» **WHAT TO WORK ON**
Give only the number of lines in the records below that contain the word "help".

» **PROVIDED DATA**
Issue #320, opened 2022-10-13
Further enhancements to leap-util framework


arhag:
Enhancements to CLI11 or leap-util framework:

- [ ] Show common options for sub-commands higher in the hierarchy of the target sub-command that the `--help` is displayed for.
- [ ] Disallow framework users from allowing non-leaf sub-command from being actionable.
- [ ] Re-use shared options for several sub-commands (by constructing option object once and adding it to the various sub-commands).

766C6164:
PR is in cli11 repo for submodule:
https://github.com/AntelopeIO/CLI11/pull/5

arhag:
The item "Disallow framework users from allowing non-leaf sub-command from being actionable." was resolved not by changing the CLI11 framework to do this automatically but by using the existing framework functionality of `require_subcommand` on the non-leaf subcommands. It is the responsibility of the developer to add that command to each non-leaf subcommand.

PR #557, opened 2022-12-08
CLI11: Use inherited option vs duplicating it in leap-util (blocklog)

766C6164:
This PR takes an advantage of ->fallthrough() subcommand method of CLI11 to avoid duplication of same option in multiple subcommands by inheriting it from parent.
In relation to https://github.com/AntelopeIO/leap/issues/320


programs/leap-util/actions/generic.cpp
```diff
@@ -4,7 +4,14 @@
...
 void generic_actions::setup(CLI::App& app) {
    auto* sub = app.add_subcommand("version", "retrieve version information");
-   sub->require_subcommand(1);
+
+   /// makes  subcommand "version" non-actionable, actions expected in child subcommands
+   sub->require_subcommand(); 
+   
+   /// this will make options defined on parent subcommand to be actionable for child subcommands and to be displayed in --help call for them
+   /// it's not required in this handler, but set here for documentation purposes to showcase that in most cases for custom action handlers it is a desirable behavior
+   sub->fallthrough();
```
arhag, line 13: This should be added for the other top-level commands too, right?

766C6164: Great suggestion, added!

linh2931 (approved):

arhag (approved):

» **YOUR SOLUTION**
2